_Description of the task_.
Spot each line in the data below containing "opened" and copy it.

_Source records_.
Issue #12664, opened 2025-03-15
Implement createNegatedBytesValuesFilter for Iceberg equality delete


yingsu00:
### Description

In velox/connectors/hive/iceberg/FilterUtil.cpp, we create a NOT IN filter as the domain filter when the equality delete only contains one field. VARCHAR and VARBINARY need to be supported

Joe-Abraham:
closing since this is handled in  https://github.com/facebookincubator/velox/pull/17076

PR #11088, opened 2024-09-25
Support reading Iceberg split with equality deletes

yingsu00:
This PR introduces EqualityDeleteFileReader, which is used to read
Iceberg splits with equality delete files.

PR #13721, opened 2025-06-10
feat(connector): Add support for varchar and varbinary to Iceberg equality delete

Joe-Abraham:
Fixes https://github.com/facebookincubator/velox/issues/12664

Extension of 
- https://github.com/facebookincubator/velox/pull/11088

### DIFF
--- a/velox/connectors/hive/iceberg/FilterUtil.cpp
+++ b/velox/connectors/hive/iceberg/FilterUtil.cpp
@@ -1,0 +1,87 @@
+/*
+ * Copyright (c) Facebook, Inc. and its affiliates.
+ *
+ * Licensed under the Apache License, Version 2.0 (the "License");
+ * you may not use this file except in compliance with the License.
+ * You may obtain a copy of the License at
+ *
+ *     http://www.apache.org/licenses/LICENSE-2.0
+ *
+ * Unless required by applicable law or agreed to in writing, software
+ * distributed under the License is distributed on an "AS IS" BASIS,
+ * WITHOUT WARRANTIES OR CONDITIONS OF ANY KIND, either express or implied.
+ * See the License for the specific language governing permissions and
+ * limitations under the License.
+ */
+#include "velox/connectors/hive/iceberg/FilterUtil.h"
+
+namespace facebook::velox::connector::hive::iceberg {
+
+using namespace facebook::velox::exec;
+using namespace facebook::velox::core;
+
+template <typename T>
+std::unique_ptr<common::Filter> createNegatedBigintValuesFilter(
+    const VectorPtr& valuesVector,
+    vector_size_t offset,
+    vector_size_t size) {
+  auto valuesPair =
+      common::deDuplicateValues<int64_t, T>(valuesVector, offset, size);
+
+  const auto& values = valuesPair.first;
+  bool hasNull = valuesPair.second;
+
+  return common::createNegatedBigintValues(values, !hasNull);
+}
+
+std::unique_ptr<common::Filter> createNotInFilter(
+    const VectorPtr& elements,
+    vector_size_t offset,
+    vector_size_t size,
+    TypeKind type) {
+  std::unique_ptr<common::Filter> filter;
+  switch (type) {
+    case TypeKind::HUGEINT:
+      // TODO: createNegatedHugeintValuesFilter is not implemented yet.
+      VELOX_NYI("createNegatedHugeintValuesFilter is not implemented yet");
+    case TypeKind::BIGINT:
+      filter = createNegatedBigintValuesFilter<int64_t>(elements, offset, size);
+      break;
+    case TypeKind::INTEGER:
+      filter = createNegatedBigintValuesFilter<int32_t>(elements, offset, size);
+      break;
+    case TypeKind::SMALLINT:
+      filter = createNegatedBigintValuesFilter<int16_t>(elements, offset, size);
+      break;
+    case TypeKind::TINYINT:
+      filter = createNegatedBigintValuesFilter<int8_t>(elements, offset, size);
+      break;
+    case TypeKind::BOOLEAN:
+      // Hack: using BIGINT filter for bool, which is essentially "int1_t".
+      filter = createNegatedBigintValuesFilter<bool>(elements, offset, size);
+      break;
+    case TypeKind::TIMESTAMP:
+      filter =
+          createNegatedBigintValuesFilter<Timestamp>(elements, offset, size);
+      break;
+    case TypeKind::VARCHAR:
+    case TypeKind::VARBINARY:
+      // TODO: createNegatedBytesValuesFilter is not implemented yet.
+      VELOX_NYI("createNegatedBytesValuesFilter is not implemented yet");
+    case TypeKind::REAL:
+    case TypeKind::DOUBLE:
+    case TypeKind::UNKNOWN:
+      [[fallthrough]];
+    case TypeKind::ARRAY:
+      [[fallthrough]];
+    case TypeKind::MAP:
+      [[fallthrough]];
+    case TypeKind::ROW:
+      [[fallthrough]];
+    default:
+      VELOX_USER_FAIL(
+          "Iceberg equality delete column cannot be of type ", type);
+  }
+  return filter;
+}
+} // namespace facebook::velox::connector::hive::iceberg
--- a/velox/connectors/hive/iceberg/FilterUtil.cpp
+++ b/velox/connectors/hive/iceberg/FilterUtil.cpp
@@ -20,6 +20,21 @@ namespace facebook::velox::connector::hive::iceberg {
 using namespace facebook::velox::exec;
 using namespace facebook::velox::core;
 
+std::unique_ptr<common::Filter> createNegatedBytesValuesFilter(
+    const VectorPtr& valuesVector,
+    vector_size_t offset,
+    vector_size_t size) {
+  auto [values, hasNull] =
+      facebook::velox::common::deDuplicateValues<std::string, StringView>(
+          valuesVector, offset, size);
+
+  VELOX_USER_CHECK(
+      !values.empty() || hasNull,
+      "NOT IN filter must contain at least one non-null value");
+
+  return std::make_unique<common::NegatedBytesValues>(values, !hasNull);
+}
+
 template <typename T>
 std::unique_ptr<common::Filter> createNegatedBigintValuesFilter(
     const VectorPtr& valuesVector,
@@ -66,8 +81,8 @@ std::unique_ptr<common::Filter> createNotInFilter(
       break;
     case TypeKind::VARCHAR:
     case TypeKind::VARBINARY:
-      // TODO: createNegatedBytesValuesFilter is not implemented yet.
-      VELOX_NYI("createNegatedBytesValuesFilter is not implemented yet");
+      filter = createNegatedBytesValuesFilter(elements, offset, size);
+      break;
     case TypeKind::REAL:
     case TypeKind::DOUBLE:
     case TypeKind::UNKNOWN:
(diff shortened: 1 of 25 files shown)


velox/connectors/hive/iceberg/tests/IcebergReadTest.cpp
```diff
@@ -1086,6 +1086,72 @@ TEST_F(HiveIcebergTest, equalityDeletesSingleFileColumn1) {
   assertEqualityDeletes(equalityDeleteVectorMap, equalityFieldIdsMap);
 }
 
+TEST_F(HiveIcebergTest, equalityDeletesWithNegatedVarcharValues) {
```
yingsu00: Can you please update 
```
assertEqualityDeletes(
      const std::unordered_map<int8_t, std::vector<std::vector<int64_t>>>&
          equalityDeleteVectorMap,
      const std::unordered_map<int8_t, std::vector<int32_t>>&
          equalityFieldIdsMap,
      std::string duckDbSql = "",
      std::vector<RowVectorPtr> dataVectors = {})
```
to 
```
template <typename T>
assertEqualityDeletes(
      const std::unordered_map<int8_t, std::vector<std::vector<T>>>&
          equalityDeleteVectorMap,
      const std::unordered_map<int8_t, std::vector<int32_t>>&
          equalityFieldIdsMap,
      std::string duckDbSql = "",
      std::vector<RowVectorPtr> dataVectors = {})
```
then use it accordingly? It has multiple tests built in.

velox/connectors/hive/iceberg/tests/IcebergReadTest.cpp
```diff
@@ -1228,6 +1228,36 @@ TEST_F(HiveIcebergTest, equalityDeletesMultipleFiles) {
...
+  equalityFieldIdsMap.insert({{0, {1}}, {1, {2}}});
+
+  // Delete rows {0, 1} from c0, {2, 3} from c1, with two equality delete files
+  equalityDeleteVectorMap.insert({{0, {{0, 1}}}, {1, {{2, 3}}}});
+  VELOX_ASSERT_THROW(
+      assertEqualityDeletes(equalityDeleteVectorMap, equalityFieldIdsMap),
+      "Iceberg does not allow DOUBLE or REAL columns as the equality delete columns: c1 : REAL")
+}
+
+TEST_F(HiveIcebergTest, equalityDeletesDoubleThrowsError) {
```
yingsu00: Can you please merge these two as a single test?

velox/connectors/hive/iceberg/tests/IcebergReadTest.cpp
```diff
@@ -1307,4 +1309,49 @@ TEST_F(HiveIcebergTest, TestSubFieldEqualityDelete) {
   assertEqualityDeletes(
       icebergSplits.back(), ROW({"c_bigint"}, {BIGINT()}), duckDbSql);
 }
+
+TEST_F(HiveIcebergTest, equalityDeletesWithNegatedVarbinaryValues) {
```
yingsu00: The test cases are too few. Could you please add more tests in analogous to the integer type tests? Also add a test for reading delete files with 2 columns, one integer, one varchar/varbinary.

velox/connectors/hive/iceberg/FilterUtil.cpp
```diff
@@ -20,6 +20,21 @@ namespace facebook::velox::connector::hive::iceberg {
...
+std::unique_ptr<common::Filter> createNegatedBytesValuesFilter(
+    const VectorPtr& valuesVector,
+    vector_size_t offset,
+    vector_size_t size) {
+  auto [values, hasNull] =
+      facebook::velox::common::deDuplicateValues<std::string, StringView>(
+          valuesVector, offset, size);
+
+  VELOX_USER_CHECK(
+      !values.empty() || hasNull,
```
nmahadevuni, line 32: Why is this check required? Its not present in createNegatedBigintValuesFilter. If the values is empty and hasNull is true, we still create the filter which goes against the error message here. If it hasNull, then shouldn't check the values vector size is greater than one?

velox/connectors/hive/iceberg/tests/IcebergReadTest.cpp
```diff
@@ -234,16 +234,21 @@ class HiveIcebergTest : public HiveConnectorTestBase {
     ASSERT_TRUE(it->second.peakMemoryBytes > 0);
   }
 
+  template <TypeKind KIND>
```
nmahadevuni, line 228: `template <typename T>` should be enough.

velox/connectors/hive/iceberg/tests/IcebergReadTest.cpp
```diff
@@ -496,32 +505,113 @@ class HiveIcebergTest : public HiveConnectorTestBase {
...
+      T& startingValue) {
     std::vector<RowVectorPtr> vectors;
     vectors.reserve(vectorSizes.size());
 
     vectors.reserve(vectorSizes.size());
     for (int j = 0; j < vectorSizes.size(); j++) {
       auto data = makeContinuousIncreasingValues(
           startingValue, startingValue + vectorSizes[j]);
-      VectorPtr c0 = makeFlatVector<int64_t>(data);
+      VectorPtr c0 = makeFlatVector<T>(data);
```
nmahadevuni: `makeContinuousIncreasingValues` takes only integer arguments. Add a check whether T is integral type here too.

velox/connectors/hive/iceberg/tests/IcebergReadTest.cpp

_Your solution_.
Issue #12664, opened 2025-03-15
PR #11088, opened 2024-09-25
PR #13721, opened 2025-06-10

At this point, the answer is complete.